Zach’s voice echoed in my head.

They’re rebuilding, Lark. A new Shepherd has taken the Circle.

It sounded impossible. Unreal. Like a nightmare I’d dragged into the daylight with me. But the look in his eyes that morning—haunted, urgent, fierce—had been real. And I’d promised him I wouldn’t tell anyone.

Not even Chain.

The guilt burned hotter than the night air.

Because Chain trusted me. He didn’t hand that out easily.

He believed in loyalty the way other people believed in religion—absolute, unyielding.

He fought for what he loved, and when he chose, he chose all the way.

And suddenly I realized something that scared me more than Zach’s warning.

The pull I felt toward Zach wasn’t the same anymore.

What I felt for Zach lived in my head, old instincts, old wounds, a love shaped by fear.

What I felt for Chain lived in my body.
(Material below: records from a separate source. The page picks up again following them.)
PR #3473, opened 2021-10-30
reword parking access - #3429

matkoniecz:
primary problem was that publicly owned parking may have private access (say, parking where just president of city is allowed to park) and private parking may have public access (say, paid parking near airport on private grounds)

previous wording was not fully solving it and was still confusing

this rewording tries to clarify what exactly is being asked

Note that especially wording about customers is not 100% fully succesful, but seems the best found so far

### DIFF
--- a/app/src/main/res/values/strings.xml
+++ b/app/src/main/res/values/strings.xml
@@ -561,8 +561,8 @@ Otherwise, you can download another keyboard in the app store. Popular keyboards
     <string name="quest_surface_value_unhewn_cobblestone">Unhewn cobblestone</string>
     <string name="quest_parking_access_title2">Who may park here? Parking may be free or paid.</string>
     <string name="quest_access_yes">Open to general public</string>
-    <string name="quest_access_private">Not open to general public</string>
     <string name="quest_access_customers">Open only to people visiting a specific place (e.g. customers)</string>
+    <string name="quest_access_private">Not open to general public</string>
     <string name="quest_streetName_pedestrian_title">What is the name of this pedestrian street?</string>
     <string name="quest_fee_answer_hours">Depends on time and day…</string>
     <string name="quest_fee_add_times">"Add times"</string>
--- a/app/src/main/res/values/strings.xml
+++ b/app/src/main/res/values/strings.xml
@@ -559,10 +559,10 @@ Otherwise, you can download another keyboard in the app store. Popular keyboards
     <string name="quest_religion_for_wayside_shrine_title">What religion is represented at this shrine?</string>
     <string name="quest_parking_fee_title">Do you have to pay to park here?</string>
     <string name="quest_surface_value_unhewn_cobblestone">Unhewn cobblestone</string>
-    <string name="quest_parking_access_title">Is it restricted who may park here?</string>
-    <string name="quest_parking_access_private">It is private</string>
-    <string name="quest_parking_access_yes">It is open to the public (with or without fee)</string>
-    <string name="quest_parking_access_customers">It is only for customers</string>
+    <string name="quest_parking_access_title2">Who may park here? Parking may be free or paid.</string>
+    <string name="quest_parking_access_yes2">Open to general public</string>
+    <string name="quest_parking_access_private2">Not open to general public</string>
+    <string name="quest_parking_access_customers2">Open only to people visiting a specific place (e.g. customers)</string>
     <string name="quest_streetName_pedestrian_title">What is the name of this pedestrian street?</string>
     <string name="quest_fee_answer_hours">Depends on time and day…</string>
     <string name="quest_fee_add_times">"Add times"</string>
--- a/app/src/main/res/values/strings.xml
+++ b/app/src/main/res/values/strings.xml
@@ -560,9 +560,9 @@ Otherwise, you can download another keyboard in the app store. Popular keyboards
     <string name="quest_parking_fee_title">Do you have to pay to park here?</string>
     <string name="quest_surface_value_unhewn_cobblestone">Unhewn cobblestone</string>
     <string name="quest_parking_access_title2">Who may park here? Parking may be free or paid.</string>
-    <string name="quest_parking_access_yes2">Open to general public</string>
-    <string name="quest_parking_access_private2">Not open to general public</string>
-    <string name="quest_parking_access_customers2">Open only to people visiting a specific place (e.g. customers)</string>
+    <string name="quest_access_yes">Open to general public</string>
+    <string name="quest_access_private">Not open to general public</string>
+    <string name="quest_access_customers">Open only to people visiting a specific place (e.g. customers)</string>
     <string name="quest_streetName_pedestrian_title">What is the name of this pedestrian street?</string>
     <string name="quest_fee_answer_hours">Depends on time and day…</string>
     <string name="quest_fee_add_times">"Add times"</string>
--- a/app/src/main/res/values/strings.xml
+++ b/app/src/main/res/values/strings.xml
@@ -559,10 +559,10 @@ Otherwise, you can download another keyboard in the app store. Popular keyboards
     <string name="quest_religion_for_wayside_shrine_title">What religion is represented at this shrine?</string>
     <string name="quest_parking_fee_title">Do you have to pay to park here?</string>
     <string name="quest_surface_value_unhewn_cobblestone">Unhewn cobblestone</string>
-    <string name="quest_parking_access_title2">Who may park here? Parking may be free or paid.</string>
-    <string name="quest_access_yes">Open to general public</string>
-    <string name="quest_access_customers">Open only to people visiting a specific place (e.g. customers)</string>
-    <string name="quest_access_private">Not open to general public</string>
+    <string name="quest_parking_access_title2">Who is allowed to park here? Parking may be free or paid.</string>
+    <string name="quest_access_yes">Any member of the general public</string>
+    <string name="quest_access_customers">Any person visiting a specific place (e.g. customers only)</string>
+    <string name="quest_access_private">Only individual(s) with permission</string>
     <string name="quest_streetName_pedestrian_title">What is the name of this pedestrian street?</string>
     <string name="quest_fee_answer_hours">Depends on time and day…</string>
     <string name="quest_fee_add_times">"Add times"</string>
--- a/app/src/main/java/de/westnordost/streetcomplete/quests/parking_access/AddParkingAccess.kt
+++ b/app/src/main/java/de/westnordost/streetcomplete/quests/parking_access/AddParkingAccess.kt
@@ -29,7 +29,7 @@ class AddParkingAccess : OsmFilterQuestType<ParkingAccess>() {
 
     override val questTypeAchievements = listOf(CAR)
 
-    override fun getTitle(tags: Map<String, String>) = R.string.quest_parking_access_title
+    override fun getTitle(tags: Map<String, String>) = R.string.quest_parking_access_title2
 
     override fun createForm() = AddParkingAccessForm()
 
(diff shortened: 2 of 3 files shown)


app/src/main/res/values/strings.xml
```diff
@@ -559,10 +559,10 @@ Otherwise, you can download another keyboard in the app store. Popular keyboards
...
     <string name="quest_parking_fee_title">Do you have to pay to park here?</string>
     <string name="quest_surface_value_unhewn_cobblestone">Unhewn cobblestone</string>
-    <string name="quest_parking_access_title">Is it restricted who may park here?</string>
-    <string name="quest_parking_access_private">It is private</string>
-    <string name="quest_parking_access_yes">It is open to the public (with or without fee)</string>
-    <string name="quest_parking_access_customers">It is only for customers</string>
+    <string name="quest_parking_access_title2">Who may park here? Parking may be free or paid.</string>
+    <string name="quest_parking_access_yes2">Open to general public</string>
+    <string name="quest_parking_access_private2">Not open to general public</string>
+    <string name="quest_parking_access_customers2">Open only to people visiting a specific place (e.g. customers)</string>
```
smichel17, line 565: One or both of these two should include the keyword *reserved*.

smichel17 (changes requested):
I have been confused before, when answering this quest. However, it's mostly not the fault of the quest— in many situations (when it is not signed), I just don't know what the rules actually are (who maintains the parking lot & whether non-customers are allowed to park there).

I am also not sure I fully understand the distinction between `private` and `customers`. Perhaps you could share a more technical definition, and I can try to come up with a good phrasing for that?

app/src/main/res/values/strings.xml
matkoniecz: > I am also not sure I fully understand the distinction between private and customers. Perhaps you could share a more technical definition, and I can try to come up with a good phrasing for that?

https://wiki.openstreetmap.org/wiki/Tag:access%3Dcustomers

https://wiki.openstreetmap.org/wiki/Tag:access%3Dprivate

`amenity=parking access=private` - "only for residents"

`amenity=parking access=customers` - "open only to people who are shopping at specific location (or meeting lawyer or picking up children from school or leaving shoes for repair)"

westnordost: "private" can also mean that they are rented, doesn't need to be residents. But there will be a sign. In any case, not relevant for the public.

smichel17: > private parking may have public access (say, paid parking near airport on private grounds)

I think you mean "privately-owned parking", otherwise this seems like a contradiction. So, to clarify, paid parking near an airport could be `access=public` _if_ you are allowed to park there even if you are not flying anywhere.

<details><summary>By the way, this is also a good example of much the most confusing situation, which I mentioned above.</summary>

- On one hand, the parking is clearly *primarily* for people using the airport.
- On the other, it *may* be available for public use.

*Sometimes* "for customers only" is signed, which makes it clear. When there is no sign, I usually skip the question because I'm not sure what the laws are.

Aside: while I don't feel comfortable tagging these places as `access=public`, I would usually not hesitate to park there myself, even if I was not a customer, since that restriction is rarely enforced, especially when not signed.
</details>

> publicly owned parking may have private access (parking where just president of city is allowed to park)

So, correct me if I am wrong— it seems like the dividing line is:

- `access=private` → It is reserved for some specific persons
- `access=customers` → It is open to any person, but only under some conditions (e.g. intent to shop at a certain place)

smichel17: Assuming ^that understanding is correct, I think we should also swap the order in the form, so it's

- public
- customers
- private

That way it's in order from least to most restrictive.

matkoniecz: > That way it's in order from least to most restrictive.

Done

> access=customers → It is open to any person, but only under some conditions (e.g. intent to shop at a certain place)

Yes, though I would also it describe as in general possible to general public (so "only for president of a country" would be `access=private`)

smichel17: > "only for president of a country" would be `access=private`

Right, because one can't simply decide to become the president. Same thing would apply to "only for employees" → `access=private`; a random member of the public can't simply decide to become an employee; it requires an agreement *in advance*.

Okay, so I think I understand now. I still need to think more about how to phrase this clearly and succinctly.

matkoniecz: Though note that for example school parking that can be used by parents picking up children I would mark as `access=customers` Despite that you cannot decide one day to have child and go sign up for specific school.

>I still need to think more about how to phrase this clearly and succinctly.

Let me know if you have any better ideas! I am not entirely happy about wording here but existing has bigger problems and this seems to be a clear improvement to me.

But likely it can be even better.

mnalis:
I'm OK with `customers` => `Open only to people visiting a specific place (e.g. customers)`

For `private`, it is currently too similar to `yes` text, so maybe `Forbidden to general public` would fit better? (or is it `Forbidden for general public`?)

Also of note, `yes` => `Open to general public` in this PR seems to have lost the explanation `(with or without fee)`, which I remember I had found useful when I was starting with SC for parkings, so others might have too, so I'd vote for reinstating that part if possible.

matkoniecz:
> seems to have lost the explanation (with or without fee), 

It was moved to the quest title.

app/src/main/res/values/strings.xml
smichel17: I think that's a great edge case. You could argue that a friend of the family might pick the child up one day, but I think that's still similar to `private` (more like a driveway— the parent would give permission in advance).

I can think of other reasons to tag `customers`. In my area, at least, schools are often used as voting buildings (in the gymnaseum or cafeteria). Also, I'm pretty sure some of the facilities (pool, tennis court, track, soccer field) are open to other people at least some of the time.

But, as a thought experiment, let's say they weren't and the only use for the school parking lot is parking for teachers or a parent picking up their child. Would you still tag it `access=customers`? If so, why?

app/src/main/res/values/strings.xml
```diff
@@ -559,10 +559,10 @@ Otherwise, you can download another keyboard in the app store. Popular keyboards
...
     <string name="quest_parking_fee_title">Do you have to pay to park here?</string>
     <string name="quest_surface_value_unhewn_cobblestone">Unhewn cobblestone</string>
-    <string name="quest_parking_access_title">Is it restricted who may park here?</string>
-    <string name="quest_parking_access_private">It is private</string>
-    <string name="quest_parking_access_yes">It is open to the public (with or without fee)</string>
-    <string name="quest_parking_access_customers">It is only for customers</string>
+    <string name="quest_parking_access_title2">Who may park here? Parking may be free or paid.</string>
+    <string name="quest_access_yes">Open to general public</string>
+    <string name="quest_access_customers">Open only to people visiting a specific place (e.g. customers)</string>
+    <string name="quest_access_private">Not open to general public</string>
```
smichel17, line 565:
```suggestion
    <string name="quest_access_private">Reserved for a specific person(s) (e.g. employees) </string>
```
Here's a start

westnordost: A bit long and awkward because it mixes singular and plural ("for a specific person(s)"). Also, it sounds it doesn't really fit to the classic "really" private parking on private property because "reserved" kind of implies that it is located on publicly accesible space but that parking in particular is reserved for xyz, e.g. a parking space being reserved for handicapped persons.

IMO "it is private" is better. But maybe "Reserved / Rented / Private" is fine too?

smichel17: Hm, good point about handicapped spots.

> private parking on private property

Is the parking quest asked for these?

westnordost: > Is the parking quest asked for these?

Wat? To find this out is the point of this quest 🤣

smichel17: I guess I haven't come across anything that is `access=private` besides parking lots marked "for employees only", so I wasn't sure if there was some additional filtering which happened to filter out driveways, etc.

smichel17: I guess in a city there's "parking along the street, by permit only"

app/src/main/res/values/strings.xml
matkoniecz: > Would you still tag it access=customers? If so, why?

Mostly because it fits well "in general not allowed to park there, but general public using this place would be allowed to use it".

Though I admit that I would mark "employee-only" parking near factory as `access=private`

It may be worth discussing on tagging mailing list or OSM wiki and maybe inventing new values. (if anyone wants to do this: feel free, I am unlikely to do this)

app/src/main/res/values/strings.xml
smichel17: Closing this thread because I want to make modifications to multiple strings

app/src/main/res/values/strings.xml
```diff
@@ -559,10 +559,10 @@ Otherwise, you can download another keyboard in the app store. Popular keyboards
     <string name="quest_religion_for_wayside_shrine_title">What religion is represented at this shrine?</string>
     <string name="quest_parking_fee_title">Do you have to pay to park here?</string>
     <string name="quest_surface_value_unhewn_cobblestone">Unhewn cobblestone</string>
-    <string name="quest_parking_access_title">Is it restricted who may park here?</string>
-    <string name="quest_parking_access_private">It is private</string>
-    <string name="quest_parking_access_yes">It is open to the public (with or without fee)</string>
-    <string name="quest_parking_access_customers">It is only for customers</string>
+    <string name="quest_parking_access_title2">Who may park here? Parking may be free or paid.</string>
```
smichel17, line 562: I noticed the [wiki `key:access` page](https://wiki.openstreetmap.org/wiki/Key:access) specifies,

> Access values describe **legal** permissions/restrictions […] It does not describe common or typical use, even if signage is generally ignored.

I think this phrasing conveys that more clearly:

```suggestion
    <string name="quest_parking_access_title2">Who is allowed to park here? Parking may be free or paid.</string>
```

app/src/main/res/values/strings.xml
smichel17, line 565: - Changed all the answers to remove the verbs ("Open to"), to match the updated question phrasing.
    - This gives us some extra characters to work with
- Adapted `=private` phrasing from the [wiki `key:access` page](https://wiki.openstreetmap.org/wiki/Key:access#List_of_possible_values) ("Only with individual permission"), which I like.
- Use the word *Any* to describe `=customers`; move "only" into the parentheses, so it's still present in the answer. That's the language we've been using to describe the tag here ("Anyone, but only if they're using the associated facility"); no need to complicate things.

#### Who is allowed to park here? Parking may be free or paid.

```suggestion
    <string name="quest_access_yes">Any member of the general public</string>
    <string name="quest_access_customers">Any person visiting a specific place (e.g. customers only)</string>
    <string name="quest_access_private">Only individual(s) with permission</string>
```

smichel17 (changes requested):
There may be some additional room for improvements, but I think this is pretty good (better than my previous suggestion).

app/src/main/res/values/strings.xml
smichel17: I am also unlikely :D. From the [wiki `key:access` page](https://wiki.openstreetmap.org/wiki/Key:access), it looks like this tag has a history of being confusing (many deprecated values).

In any case, I think I understand the tag better now, and have made updated suggestions below, so I'll resolve this.

westnordost:
What is the status of this ticket?

matkoniecz:
I was unsure which wording would be better and hoped for consensus of English speakers.

On review @smichel17 version seems nicer than mine so I applied it.

Noone protested that it is a poor idea so it should be ready for merging? I would welcome at least one person reviewing it though.

FloEdelmann (approved):
LGTM (but I'm not a native speaker)

smichel17:
> I was unsure which wording would be better and hoped for consensus of English speakers.

For the future, it would be good to request a review. Even when watching everything, it's sometimes easy to miss that your input would be useful, or required… even on my [own PRs](https://github.com/streetcomplete/StreetComplete/pull/3425#discussion_r744305287)!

In the way my chest tightened when he walked away. In the way the world calmed when he touched me. That kind of feeling didn’t let you hide.

And here I was, smiling in his bar, sleeping in his bed, lying to him with every breath. I looked down at my hands, the faint scars across my palms catching the light. A reminder of what blind faith had once cost me. Of what trusting the wrong people could do.

A sound behind me made me jump.

The alley was mostly empty—dumpsters, shadows, the flicker of the security light—but near the far corner, just beyond the glow, a shape lingered. Still. Watching.

My breath caught.

For a heartbeat, I thought it might be Zach again.

Then I blinked, and the space was empty.

Gone.

“Get a grip,” I whispered to myself, forcing a shaky laugh that didn’t fool me.

I turned back toward the door and nearly collided with Ruby.

“Jesus,” I said, hand flying to my chest. “You scared me.”

“You’ve been out here a while,” she said gently. “You okay?”

“Yeah,” I said. “The fresh air helped.”

She studied me for a beat, then nodded like she didn’t quite believe it but would let it go. “Come on, sweetheart. Place is slammin’.”

I followed her inside, letting the noise close around me. The warmth. The lights. The safety of pretending everything was still normal.

But the feeling of eyes on me didn’t fade.

And deep down, I knew it wasn’t just my imagination.

Maybe I should talk to Chain. Tell him the truth. This lying wasn’t sitting right with me anymore. I cared about Zach—always would—but something in me whispered that he was wrong about the club not being able to protect us.

The problem was… once I told Chain, nothing would stay the same. And I wasn’t sure which terrified me more, keeping the secret, or finally letting it out.